Tharavad? House name? What is that?

Over the past few days, I've seen variants of a post on the impermanence of a 'permanent address'. Through the analogy of an address, the posts talk about the futility of trying to hold on to certainties in a changing world.

I agree. But I also believe that - at least for us in India - the liberalisation of the last 30 years has accelerated that change and permanently altered the status quo.

Over the last couple of years, I completed an exercise that many families in Kerala undertake at some point -- creating a family tree and history.

Sifting through anecdotes, dimly or often mis-remembered by older relatives, and scouring available sources for credible facts and figures to validate often apocryphal claims, I put together a timeline for my parent's families going back several generations.

It was a bit of a vanity trip, of course. Like many families in our situation, our family trees feature chieftains, royals, vagabonds, layabouts, achievers, and a large number of people who led quiet lives minding their own business.

But a common thread that ran through every generation before ours was language, culture, and shared experiences. Marriages largely happened within a limited circle and so the family tree was ethnically homogeneous. The matrilineal system of 'tharavad' and 'house name', in such circumstances, was a valid statement of identity. Indeed, there still was a 'tharavad' or ancestral home to go to.

No longer. The ethnic homogeneity of over a century is now in tatters. In the few short years since the economic liberalisation of the 90s, the extended family members have scattered far and wide. People have studied, worked, married, and built their lives miles away or oceans away from our native Malabar.
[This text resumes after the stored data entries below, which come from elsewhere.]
Issue #12, opened 2020-09-15
API v8 support


vladfrangu:
If anyone wants to help out with this, be our guest! However this issue is more less for a TODO

- copy all files from v6 into a v8 folder
- update all payloads accordingly

zaida04:
I’d be willing to take a crack at this!

advaith1:
Here are the v8 changes:
> 1. permissions is now back to the original field, as a string.
> 2. game fields are now removed, replaced with the first element in activities. For widget endpoint, game field on users is renamed to activity, since there's still a singular field.
> 3. Channel Permission Overwrites have their type field serialized as a number (e.g. 0) instead of a string (e.g. role)
> 4. embed_enabled and embed_channel_id fields are removed, replaced with corresponding widget_ fields.
> 5. Form error responses now have a format that is better aligned with "regular errors".
> 6. Rate limit headers are sending seconds instead of milliseconds now. As such, the X-RateLimit-Precision header is no longer respected.
> 7. Bots no longer get CHANNEL_CREATE for DMs on v8.
> 8. Many routes have been deprecated.
> 9. Bans delete-message-days is no longer available. Use delete_message_days instead.
> 10. Removed roles, premium_since, and nick from Presence Update gateway event.

I'd also be willing to help if necessary

PR #13, opened 2020-09-15
chore: create v8 folder for future changes

monbrey:
As referenced in #12 

> copy all files from v6 into a v8 folder

This does that


monbrey:
#14 is much better, can collaborate on that if any further work needed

And of course, a Punjabi or American granddaughter has little or no interest in carrying the 'house name' that all of us struggled to explain in our school years in Delhi and elsewhere to classmates who only understood surnames or caste names.

One thing is for sure. If someone like me in the future were to ever extend the family tree, the names are going to sound a lot more varied and colourful than previously!

And what of the 'tharavad'? The old homesteads are going or gone and now home is where the heart is. So in many corners of the world, there will still beat a Malayali or a part-Malayali heart from the family tree.